## Supplied records:
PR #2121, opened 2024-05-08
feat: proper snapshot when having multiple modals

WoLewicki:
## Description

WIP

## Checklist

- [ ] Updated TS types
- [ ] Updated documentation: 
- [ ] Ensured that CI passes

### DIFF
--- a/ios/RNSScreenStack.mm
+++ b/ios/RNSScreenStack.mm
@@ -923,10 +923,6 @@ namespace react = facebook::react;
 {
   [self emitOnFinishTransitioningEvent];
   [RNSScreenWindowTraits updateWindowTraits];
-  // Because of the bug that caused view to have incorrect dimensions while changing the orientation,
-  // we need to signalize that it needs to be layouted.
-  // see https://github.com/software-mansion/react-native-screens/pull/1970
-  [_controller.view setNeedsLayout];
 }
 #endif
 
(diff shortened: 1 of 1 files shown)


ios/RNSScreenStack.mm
==
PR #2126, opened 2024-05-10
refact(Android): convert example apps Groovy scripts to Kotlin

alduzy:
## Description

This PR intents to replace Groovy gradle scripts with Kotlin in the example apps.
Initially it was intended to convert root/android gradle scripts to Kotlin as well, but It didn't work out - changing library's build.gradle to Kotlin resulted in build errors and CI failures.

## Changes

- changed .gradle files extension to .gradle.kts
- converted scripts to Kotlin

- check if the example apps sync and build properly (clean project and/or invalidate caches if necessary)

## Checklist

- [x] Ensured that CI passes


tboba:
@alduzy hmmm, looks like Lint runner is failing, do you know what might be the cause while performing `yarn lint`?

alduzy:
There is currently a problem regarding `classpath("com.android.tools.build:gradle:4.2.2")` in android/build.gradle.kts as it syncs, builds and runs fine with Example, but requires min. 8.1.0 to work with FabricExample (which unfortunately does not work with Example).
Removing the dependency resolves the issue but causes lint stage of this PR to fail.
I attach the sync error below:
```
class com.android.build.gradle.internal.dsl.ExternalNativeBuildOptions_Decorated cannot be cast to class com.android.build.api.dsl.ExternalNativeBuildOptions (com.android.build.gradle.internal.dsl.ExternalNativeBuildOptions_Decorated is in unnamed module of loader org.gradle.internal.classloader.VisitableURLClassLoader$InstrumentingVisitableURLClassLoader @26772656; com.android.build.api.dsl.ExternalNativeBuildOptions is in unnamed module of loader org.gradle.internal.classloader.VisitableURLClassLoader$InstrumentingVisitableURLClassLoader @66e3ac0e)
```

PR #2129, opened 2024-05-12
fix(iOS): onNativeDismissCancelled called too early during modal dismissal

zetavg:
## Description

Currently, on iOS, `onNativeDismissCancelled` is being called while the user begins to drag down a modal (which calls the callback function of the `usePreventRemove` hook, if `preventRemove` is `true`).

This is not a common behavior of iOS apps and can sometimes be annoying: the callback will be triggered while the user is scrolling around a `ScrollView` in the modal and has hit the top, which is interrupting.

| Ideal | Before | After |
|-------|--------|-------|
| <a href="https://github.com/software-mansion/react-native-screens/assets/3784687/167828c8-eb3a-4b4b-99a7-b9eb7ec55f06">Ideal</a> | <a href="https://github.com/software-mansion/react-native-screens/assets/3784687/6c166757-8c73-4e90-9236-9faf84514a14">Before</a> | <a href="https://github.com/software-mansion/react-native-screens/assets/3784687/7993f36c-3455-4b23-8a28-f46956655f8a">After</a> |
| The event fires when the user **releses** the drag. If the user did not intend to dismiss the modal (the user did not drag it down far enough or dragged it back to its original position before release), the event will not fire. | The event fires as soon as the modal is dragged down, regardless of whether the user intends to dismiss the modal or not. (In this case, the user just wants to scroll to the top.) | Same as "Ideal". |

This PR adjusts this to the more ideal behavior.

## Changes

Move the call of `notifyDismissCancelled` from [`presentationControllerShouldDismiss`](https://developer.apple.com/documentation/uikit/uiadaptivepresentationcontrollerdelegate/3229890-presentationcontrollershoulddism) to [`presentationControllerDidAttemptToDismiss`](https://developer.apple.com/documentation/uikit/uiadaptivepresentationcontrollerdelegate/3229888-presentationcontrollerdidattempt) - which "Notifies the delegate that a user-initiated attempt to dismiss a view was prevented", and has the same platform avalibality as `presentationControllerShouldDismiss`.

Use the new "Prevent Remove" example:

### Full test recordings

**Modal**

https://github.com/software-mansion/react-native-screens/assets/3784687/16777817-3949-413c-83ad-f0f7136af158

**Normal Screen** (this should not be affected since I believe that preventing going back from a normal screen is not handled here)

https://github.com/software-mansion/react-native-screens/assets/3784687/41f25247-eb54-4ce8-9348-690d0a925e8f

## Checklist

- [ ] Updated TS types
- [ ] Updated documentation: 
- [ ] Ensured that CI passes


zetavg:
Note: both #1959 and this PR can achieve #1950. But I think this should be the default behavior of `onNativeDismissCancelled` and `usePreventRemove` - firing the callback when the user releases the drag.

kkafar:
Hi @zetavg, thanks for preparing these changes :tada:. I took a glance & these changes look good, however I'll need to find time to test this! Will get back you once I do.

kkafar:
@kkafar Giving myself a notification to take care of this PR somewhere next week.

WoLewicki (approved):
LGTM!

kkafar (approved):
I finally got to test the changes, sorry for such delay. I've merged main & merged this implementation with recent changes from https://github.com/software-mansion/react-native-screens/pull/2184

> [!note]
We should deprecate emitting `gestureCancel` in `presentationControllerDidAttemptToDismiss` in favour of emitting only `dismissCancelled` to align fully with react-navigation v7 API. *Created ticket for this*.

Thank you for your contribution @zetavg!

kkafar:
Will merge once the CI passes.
---
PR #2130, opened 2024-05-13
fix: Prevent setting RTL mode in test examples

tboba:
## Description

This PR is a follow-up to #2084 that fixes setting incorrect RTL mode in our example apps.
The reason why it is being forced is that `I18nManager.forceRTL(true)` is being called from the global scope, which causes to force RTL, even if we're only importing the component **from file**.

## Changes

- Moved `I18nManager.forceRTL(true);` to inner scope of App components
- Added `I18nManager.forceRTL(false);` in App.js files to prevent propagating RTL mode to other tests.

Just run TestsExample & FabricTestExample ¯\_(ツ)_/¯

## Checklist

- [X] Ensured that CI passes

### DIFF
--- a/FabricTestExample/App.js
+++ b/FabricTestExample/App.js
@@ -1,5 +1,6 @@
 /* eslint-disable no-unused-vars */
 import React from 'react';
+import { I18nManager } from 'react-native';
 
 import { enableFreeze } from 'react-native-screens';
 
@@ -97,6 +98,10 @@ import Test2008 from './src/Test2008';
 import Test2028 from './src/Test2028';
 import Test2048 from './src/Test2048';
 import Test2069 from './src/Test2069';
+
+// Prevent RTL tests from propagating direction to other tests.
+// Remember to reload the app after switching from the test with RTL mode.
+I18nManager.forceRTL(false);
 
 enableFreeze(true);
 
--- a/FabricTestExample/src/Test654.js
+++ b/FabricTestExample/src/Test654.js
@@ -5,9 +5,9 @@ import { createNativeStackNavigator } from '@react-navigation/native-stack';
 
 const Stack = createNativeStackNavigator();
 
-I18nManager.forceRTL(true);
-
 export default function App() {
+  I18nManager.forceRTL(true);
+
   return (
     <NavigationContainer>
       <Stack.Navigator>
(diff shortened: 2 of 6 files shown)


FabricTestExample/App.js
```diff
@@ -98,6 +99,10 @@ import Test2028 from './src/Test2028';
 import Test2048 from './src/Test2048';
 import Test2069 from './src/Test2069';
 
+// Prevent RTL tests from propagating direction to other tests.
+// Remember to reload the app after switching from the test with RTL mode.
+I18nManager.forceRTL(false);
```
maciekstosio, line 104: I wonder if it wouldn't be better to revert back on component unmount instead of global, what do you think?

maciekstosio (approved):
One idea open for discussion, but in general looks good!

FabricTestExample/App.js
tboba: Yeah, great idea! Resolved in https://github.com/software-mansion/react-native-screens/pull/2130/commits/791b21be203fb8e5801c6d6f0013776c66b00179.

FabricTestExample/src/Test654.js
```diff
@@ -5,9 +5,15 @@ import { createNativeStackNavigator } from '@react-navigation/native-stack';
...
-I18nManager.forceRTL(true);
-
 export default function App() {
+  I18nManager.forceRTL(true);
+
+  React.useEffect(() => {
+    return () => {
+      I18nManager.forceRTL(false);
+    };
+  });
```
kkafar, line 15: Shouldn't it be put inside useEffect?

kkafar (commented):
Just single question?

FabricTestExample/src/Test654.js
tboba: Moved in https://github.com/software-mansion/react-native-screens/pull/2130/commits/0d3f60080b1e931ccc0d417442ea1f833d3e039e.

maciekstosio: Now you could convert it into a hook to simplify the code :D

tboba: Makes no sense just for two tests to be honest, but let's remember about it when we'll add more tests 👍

## Task details:
In your answer, include only the lines above starting at the line that holds "PR #2121, opened 2024-05-08" and ending at the line that holds "--- a/ios/RNSScreenStack.mm", copied exactly.

## Problem solution:
PR #2121, opened 2024-05-08
feat: proper snapshot when having multiple modals

WoLewicki:
## Description

WIP

## Checklist

- [ ] Updated TS types
- [ ] Updated documentation: 
- [ ] Ensured that CI passes

### DIFF
--- a/ios/RNSScreenStack.mm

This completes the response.